Another study focused on the effect of tea polyphenols (TP) on autophagy in obese (OB) rats with DCM induced by STZ [86]. It has been found that in OB rats (without a diabetic phenotype) the levels of LC3-II and Beclin 1 are decreased whereas p62 levels are increased, indicating decreased autophagy and decreased flux, respectively. These effects have been prevented with TP treatment. Phenotypically, the OB rats showed irregular myofilaments and disordered mitochondria, whereas the TP-treated OB rats showed normal myofilaments and mitochondria with some autophagosome formation. These results are striking as they contradict other reported study [82] as well as the general understanding that decreased autophagy is a precipitating factor in DCM.

It is plausible that a greatly increased level of apoptosis in DCM is the source of the autophagy dysregulation, and perhaps the coupling of the two processes fluctuates throughout the progression of the disease based on the level of cellular products in need of degeneration and recycling.
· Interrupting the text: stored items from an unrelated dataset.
PR #457, opened 2024-01-06
fix(plugin): polyfill node for serverless functions

mkilpatrick:
This changes how serverless components are built. Namely, we are moving back to Vite (and Rollup) instead of using esbuild directly -- effectively a revert of https://github.com/yext/pages/pull/384. The reasoning for this is to keep consistency between the main Generator plugin build and everything else we build. It also allows us to polyfill the same way using https://github.com/davidmyersdev/vite-plugin-node-polyfills, rather than using a separate esbuild plugin for polyfilling, which could have inconsistencies between the two.

Additionally, I noticed that some existing validation was actually doing anything because some previous PRs started validating a different way. I removed the useless code.


asanehisa:
two checks failing

.github/workflows/generate_markdown_files.yml
```diff
@@ -8,9 +8,6 @@ jobs:
     steps:    
       - name: "Checkout"
         uses: actions/checkout@v3
-        with:
```
asanehisa, line 11: oh without these the bot won't auto run tests after committing files (if markdown files or 3rd party notices are added by github)

jwartofsky-yext (approved):
lgtm

asanehisa (approved):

Nonetheless, tea polyphenols have been shown to ameliorate the phenotype of DCM, including the visualized mitochondrial disturbances. This further supports the potential therapeutic benefit of polyphenols on cardiac dysfunction in diabetes.

6. Conclusions

There is undeniable evidence that polyphenols, particularly RES, play a significant role in hampering the progression and prognosis of DCM in animal models. They target multiple pathways that are central to the mitochondrial dysfunction associated with DCM and ameliorate the effects of a HG and lipid environment. These findings lay a strong foundation for future clinical investigations, and it would also be interesting to explore the effects of targeted resveratrol treatment on endoplasmic reticulum stress and its interaction with autophagy.